The Bronx (Library) is Back
-- Library Journal, 1/19/2006
With a 50-year veteran doo-wop group serenading visitors and a host of dignitaries, the New York Public Library (NYPL) on January 17 celebrated the opening of the grand new Bronx Library Center, a $50 million, 78,000-square foot building that will serve as the largest public library in the still-emerging borough. The modernistic library, with its swooping roof, sits on land formerly occupied by a parking lot, and represents a jump-start for a working class area near Fordham Road that includes a tattoo parlor and psychic reader as the library's neighbors. The library features a Latino and Puerto Rican Cultural Center, a recognition of the diverse borough's currently prominent ethnic groups; 127 internet-accessible computers for public use; an outdoor reading terrace; areas designated for children and teens; a technology training center; a 150-seat auditorium; and a 54' by 17' glass tile art installation depicting the DNA sequence of a young person, by Iñigo Manglano-Ovalle.

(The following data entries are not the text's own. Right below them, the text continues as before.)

PR #1580, opened 2020-06-08
[streams] don't die on missing products

Saviq:
If products are missing, don't fail, but log info instead.

It may be a valid situation on LXD at the moment.

### DIFF
--- a/src/daemon/ubuntu_image_host.cpp
+++ b/src/daemon/ubuntu_image_host.cpp
@@ -22,6 +22,7 @@
 #include <multipass/url_downloader.h>
 
 #include <multipass/exceptions/download_exception.h>
+#include <multipass/exceptions/empty_manifest_exception.h>
 #include <multipass/exceptions/unsupported_image_exception.h>
 
 #include <multipass/format.h>
@@ -229,7 +230,11 @@ void mp::UbuntuVMImageHost::fetch_manifests()
             manifests.emplace_back(
                 std::make_pair(remote.first, download_manifest(QString::fromStdString(remote.second), url_downloader)));
         }
-        catch (mp::DownloadException& e)
+        catch (mp::EmptyManifestException& /* e */)
+        {
+            on_manifest_empty(fmt::format("Did not find any supported products in \"{}\"", remote.first));
+        }
+        catch (std::runtime_error& e)
         {
             on_manifest_update_failure(e.what());
         }
--- a/src/daemon/ubuntu_image_host.cpp
+++ b/src/daemon/ubuntu_image_host.cpp
@@ -22,7 +22,7 @@
 #include <multipass/url_downloader.h>
 
 #include <multipass/exceptions/download_exception.h>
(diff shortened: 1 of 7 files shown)


include/multipass/exceptions/empty_stream_exception.h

As public officials, visitors, and library officials (including Bronx-born Susan Kent, director of NYPL's Branch Libraries) packed the 150-seat auditorium for the dedication, residents were already taking advantage of comfortable seating upstairs, and teachers were trooping in with junior library aficionados. The building is three times the size of the predecessor building, just a block away, built in 1923.